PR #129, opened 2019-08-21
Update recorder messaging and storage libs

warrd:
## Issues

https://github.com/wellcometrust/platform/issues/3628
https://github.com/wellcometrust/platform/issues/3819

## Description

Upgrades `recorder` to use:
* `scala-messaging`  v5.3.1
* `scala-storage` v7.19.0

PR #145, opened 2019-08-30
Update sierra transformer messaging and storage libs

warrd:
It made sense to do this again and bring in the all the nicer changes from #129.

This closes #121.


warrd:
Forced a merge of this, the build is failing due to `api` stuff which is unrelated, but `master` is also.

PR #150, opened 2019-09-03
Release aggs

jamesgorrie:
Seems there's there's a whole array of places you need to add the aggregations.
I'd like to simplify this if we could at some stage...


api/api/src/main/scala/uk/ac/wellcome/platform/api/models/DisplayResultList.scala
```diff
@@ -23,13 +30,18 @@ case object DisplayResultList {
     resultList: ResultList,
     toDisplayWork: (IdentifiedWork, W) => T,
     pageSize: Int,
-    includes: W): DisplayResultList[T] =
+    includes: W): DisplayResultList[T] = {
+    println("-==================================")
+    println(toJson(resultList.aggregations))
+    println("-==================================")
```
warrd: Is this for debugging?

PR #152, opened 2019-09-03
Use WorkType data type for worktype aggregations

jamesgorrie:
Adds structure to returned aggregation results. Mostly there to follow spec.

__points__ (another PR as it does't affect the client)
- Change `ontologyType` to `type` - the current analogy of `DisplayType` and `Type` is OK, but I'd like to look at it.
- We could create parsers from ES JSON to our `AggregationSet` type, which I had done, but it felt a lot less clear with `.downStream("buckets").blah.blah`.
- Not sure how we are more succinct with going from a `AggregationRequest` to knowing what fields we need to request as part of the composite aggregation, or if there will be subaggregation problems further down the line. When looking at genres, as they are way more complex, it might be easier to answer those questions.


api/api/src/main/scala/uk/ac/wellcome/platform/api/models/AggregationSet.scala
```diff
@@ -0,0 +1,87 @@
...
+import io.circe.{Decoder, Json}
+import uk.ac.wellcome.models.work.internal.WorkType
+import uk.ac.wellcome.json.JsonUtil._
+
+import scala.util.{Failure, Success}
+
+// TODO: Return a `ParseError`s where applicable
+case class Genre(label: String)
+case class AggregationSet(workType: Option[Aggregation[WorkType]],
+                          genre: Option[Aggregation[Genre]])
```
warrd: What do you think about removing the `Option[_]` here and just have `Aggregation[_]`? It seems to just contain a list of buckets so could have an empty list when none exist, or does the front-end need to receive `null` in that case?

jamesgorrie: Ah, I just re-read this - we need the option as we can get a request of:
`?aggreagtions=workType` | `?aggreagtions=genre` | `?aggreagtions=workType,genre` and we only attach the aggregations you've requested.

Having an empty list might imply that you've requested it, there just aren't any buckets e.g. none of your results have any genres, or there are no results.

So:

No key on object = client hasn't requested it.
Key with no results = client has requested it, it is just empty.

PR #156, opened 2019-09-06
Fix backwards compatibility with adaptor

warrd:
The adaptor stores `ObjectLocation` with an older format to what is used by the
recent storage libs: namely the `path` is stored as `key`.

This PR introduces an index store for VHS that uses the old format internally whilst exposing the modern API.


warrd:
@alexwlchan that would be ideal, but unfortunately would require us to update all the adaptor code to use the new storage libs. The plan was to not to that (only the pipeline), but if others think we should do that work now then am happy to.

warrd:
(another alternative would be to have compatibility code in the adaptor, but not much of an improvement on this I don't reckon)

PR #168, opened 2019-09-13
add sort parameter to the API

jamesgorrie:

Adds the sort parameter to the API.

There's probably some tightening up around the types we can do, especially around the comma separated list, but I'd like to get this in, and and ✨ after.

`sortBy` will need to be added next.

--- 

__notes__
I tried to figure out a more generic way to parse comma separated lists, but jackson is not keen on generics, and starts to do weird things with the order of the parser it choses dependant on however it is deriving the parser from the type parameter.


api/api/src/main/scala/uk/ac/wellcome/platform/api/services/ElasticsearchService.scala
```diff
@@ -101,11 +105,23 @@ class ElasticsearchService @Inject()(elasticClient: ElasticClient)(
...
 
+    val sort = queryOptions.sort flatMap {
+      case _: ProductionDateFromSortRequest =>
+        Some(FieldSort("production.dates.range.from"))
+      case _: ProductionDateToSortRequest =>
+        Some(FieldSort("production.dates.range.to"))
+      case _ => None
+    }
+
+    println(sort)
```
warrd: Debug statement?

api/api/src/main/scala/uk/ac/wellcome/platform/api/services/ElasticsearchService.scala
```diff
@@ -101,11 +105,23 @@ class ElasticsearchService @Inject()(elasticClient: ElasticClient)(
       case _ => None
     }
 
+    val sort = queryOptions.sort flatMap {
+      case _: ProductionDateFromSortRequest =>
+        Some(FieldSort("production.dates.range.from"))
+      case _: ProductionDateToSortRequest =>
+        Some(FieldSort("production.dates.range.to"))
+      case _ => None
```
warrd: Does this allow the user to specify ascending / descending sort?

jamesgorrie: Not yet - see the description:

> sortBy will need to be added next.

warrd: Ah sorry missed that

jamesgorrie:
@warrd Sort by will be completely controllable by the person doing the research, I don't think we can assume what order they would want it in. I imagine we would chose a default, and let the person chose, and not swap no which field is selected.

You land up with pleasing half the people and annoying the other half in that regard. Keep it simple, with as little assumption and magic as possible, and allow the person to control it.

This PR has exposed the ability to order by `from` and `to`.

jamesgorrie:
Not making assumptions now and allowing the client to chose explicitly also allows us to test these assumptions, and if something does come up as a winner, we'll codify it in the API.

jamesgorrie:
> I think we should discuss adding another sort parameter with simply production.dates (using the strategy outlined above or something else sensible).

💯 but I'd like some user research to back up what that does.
· · · · · · ·
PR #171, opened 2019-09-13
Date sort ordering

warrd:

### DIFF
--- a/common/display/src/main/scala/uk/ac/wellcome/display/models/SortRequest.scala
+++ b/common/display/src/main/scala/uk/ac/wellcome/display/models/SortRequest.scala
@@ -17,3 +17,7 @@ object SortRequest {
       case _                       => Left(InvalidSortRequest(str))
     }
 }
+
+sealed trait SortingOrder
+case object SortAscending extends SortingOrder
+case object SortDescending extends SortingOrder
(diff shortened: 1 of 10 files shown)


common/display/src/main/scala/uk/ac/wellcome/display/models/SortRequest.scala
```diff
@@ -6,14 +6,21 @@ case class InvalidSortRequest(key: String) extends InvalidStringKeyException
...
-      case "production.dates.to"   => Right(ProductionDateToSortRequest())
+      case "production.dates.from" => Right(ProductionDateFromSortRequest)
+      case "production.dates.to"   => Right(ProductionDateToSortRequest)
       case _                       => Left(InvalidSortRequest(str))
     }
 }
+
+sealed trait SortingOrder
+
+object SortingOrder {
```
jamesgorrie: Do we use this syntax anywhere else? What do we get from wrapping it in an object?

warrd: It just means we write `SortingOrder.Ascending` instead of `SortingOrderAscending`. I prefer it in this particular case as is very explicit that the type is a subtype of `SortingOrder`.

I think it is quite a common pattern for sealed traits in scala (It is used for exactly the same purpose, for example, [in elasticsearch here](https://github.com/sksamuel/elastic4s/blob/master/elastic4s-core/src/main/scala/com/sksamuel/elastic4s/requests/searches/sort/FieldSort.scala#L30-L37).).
· · · · · · ·
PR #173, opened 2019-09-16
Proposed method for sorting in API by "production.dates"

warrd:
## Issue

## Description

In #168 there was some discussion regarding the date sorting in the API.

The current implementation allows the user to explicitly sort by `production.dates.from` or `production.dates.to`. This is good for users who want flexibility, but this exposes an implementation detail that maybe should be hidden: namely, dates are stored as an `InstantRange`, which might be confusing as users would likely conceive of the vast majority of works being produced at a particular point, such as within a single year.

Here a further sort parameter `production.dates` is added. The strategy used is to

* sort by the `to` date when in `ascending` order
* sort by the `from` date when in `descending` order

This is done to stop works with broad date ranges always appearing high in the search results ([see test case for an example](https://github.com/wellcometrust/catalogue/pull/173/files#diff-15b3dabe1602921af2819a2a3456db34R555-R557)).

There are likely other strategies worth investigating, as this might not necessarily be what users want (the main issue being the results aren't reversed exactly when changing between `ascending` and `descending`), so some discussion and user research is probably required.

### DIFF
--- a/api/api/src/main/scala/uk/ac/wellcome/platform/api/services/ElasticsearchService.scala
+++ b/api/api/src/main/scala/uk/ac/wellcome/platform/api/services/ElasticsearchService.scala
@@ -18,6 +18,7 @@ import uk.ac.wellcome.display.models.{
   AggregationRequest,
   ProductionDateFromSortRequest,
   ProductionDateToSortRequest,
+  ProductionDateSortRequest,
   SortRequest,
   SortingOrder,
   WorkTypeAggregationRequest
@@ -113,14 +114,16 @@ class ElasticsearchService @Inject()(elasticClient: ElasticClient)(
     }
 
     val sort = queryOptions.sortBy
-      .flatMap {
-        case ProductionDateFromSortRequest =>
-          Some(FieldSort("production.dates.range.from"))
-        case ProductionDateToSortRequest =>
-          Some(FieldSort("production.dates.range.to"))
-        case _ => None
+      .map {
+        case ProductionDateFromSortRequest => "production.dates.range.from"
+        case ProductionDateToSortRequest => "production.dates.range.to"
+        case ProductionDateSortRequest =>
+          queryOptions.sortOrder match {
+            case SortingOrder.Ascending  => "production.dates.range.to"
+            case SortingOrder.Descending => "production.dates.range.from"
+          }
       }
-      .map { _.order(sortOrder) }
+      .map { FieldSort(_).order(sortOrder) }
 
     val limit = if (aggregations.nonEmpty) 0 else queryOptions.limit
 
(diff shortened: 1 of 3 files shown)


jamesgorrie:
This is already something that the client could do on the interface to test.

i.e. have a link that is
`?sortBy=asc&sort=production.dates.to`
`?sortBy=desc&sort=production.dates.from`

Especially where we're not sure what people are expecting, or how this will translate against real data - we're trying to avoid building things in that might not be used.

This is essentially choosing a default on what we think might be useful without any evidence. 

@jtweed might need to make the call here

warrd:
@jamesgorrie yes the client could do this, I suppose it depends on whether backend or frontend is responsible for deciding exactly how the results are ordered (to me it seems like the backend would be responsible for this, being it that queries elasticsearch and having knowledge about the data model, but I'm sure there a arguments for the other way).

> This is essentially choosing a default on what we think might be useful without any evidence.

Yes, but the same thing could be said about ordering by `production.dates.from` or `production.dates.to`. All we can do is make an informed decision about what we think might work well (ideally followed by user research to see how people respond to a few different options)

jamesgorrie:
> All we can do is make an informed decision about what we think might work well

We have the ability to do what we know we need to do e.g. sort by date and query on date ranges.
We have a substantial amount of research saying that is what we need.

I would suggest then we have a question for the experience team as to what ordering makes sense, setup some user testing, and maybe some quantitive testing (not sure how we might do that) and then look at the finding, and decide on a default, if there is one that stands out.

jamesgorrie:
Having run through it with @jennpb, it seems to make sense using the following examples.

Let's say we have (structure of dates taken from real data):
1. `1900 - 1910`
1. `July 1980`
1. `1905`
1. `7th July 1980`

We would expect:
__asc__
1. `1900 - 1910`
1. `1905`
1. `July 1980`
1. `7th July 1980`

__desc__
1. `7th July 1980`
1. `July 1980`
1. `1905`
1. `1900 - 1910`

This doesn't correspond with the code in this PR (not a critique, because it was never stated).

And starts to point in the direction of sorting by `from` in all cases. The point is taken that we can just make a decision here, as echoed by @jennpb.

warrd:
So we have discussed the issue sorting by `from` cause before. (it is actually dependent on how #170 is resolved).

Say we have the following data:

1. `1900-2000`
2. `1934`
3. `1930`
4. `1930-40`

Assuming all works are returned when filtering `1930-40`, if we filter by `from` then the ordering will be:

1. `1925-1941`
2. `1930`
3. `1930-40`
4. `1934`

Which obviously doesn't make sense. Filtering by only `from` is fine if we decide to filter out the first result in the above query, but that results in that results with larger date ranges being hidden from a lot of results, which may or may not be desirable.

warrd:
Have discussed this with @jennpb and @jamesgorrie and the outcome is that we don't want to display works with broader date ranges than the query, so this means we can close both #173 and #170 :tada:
· · · · · · ·
◆ **Prompt**
Among the entries above, the lines between the ones containing "- We could create" and "recent storage libs: namely", inclusive, are to be transcribed exactly. No other line is to be given.

◆ **Output**
- We could create parsers from ES JSON to our `AggregationSet` type, which I had done, but it felt a lot less clear with `.downStream("buckets").blah.blah`.
- Not sure how we are more succinct with going from a `AggregationRequest` to knowing what fields we need to request as part of the composite aggregation, or if there will be subaggregation problems further down the line. When looking at genres, as they are way more complex, it might be easier to answer those questions.


api/api/src/main/scala/uk/ac/wellcome/platform/api/models/AggregationSet.scala
```diff
@@ -0,0 +1,87 @@
...
+import io.circe.{Decoder, Json}
+import uk.ac.wellcome.models.work.internal.WorkType
+import uk.ac.wellcome.json.JsonUtil._
+
+import scala.util.{Failure, Success}
+
+// TODO: Return a `ParseError`s where applicable
+case class Genre(label: String)
+case class AggregationSet(workType: Option[Aggregation[WorkType]],
+                          genre: Option[Aggregation[Genre]])
```
warrd: What do you think about removing the `Option[_]` here and just have `Aggregation[_]`? It seems to just contain a list of buckets so could have an empty list when none exist, or does the front-end need to receive `null` in that case?

jamesgorrie: Ah, I just re-read this - we need the option as we can get a request of:
`?aggreagtions=workType` | `?aggreagtions=genre` | `?aggreagtions=workType,genre` and we only attach the aggregations you've requested.

Having an empty list might imply that you've requested it, there just aren't any buckets e.g. none of your results have any genres, or there are no results.

So:

No key on object = client hasn't requested it.
Key with no results = client has requested it, it is just empty.

PR #156, opened 2019-09-06
Fix backwards compatibility with adaptor

warrd:
The adaptor stores `ObjectLocation` with an older format to what is used by the
recent storage libs: namely the `path` is stored as `key`.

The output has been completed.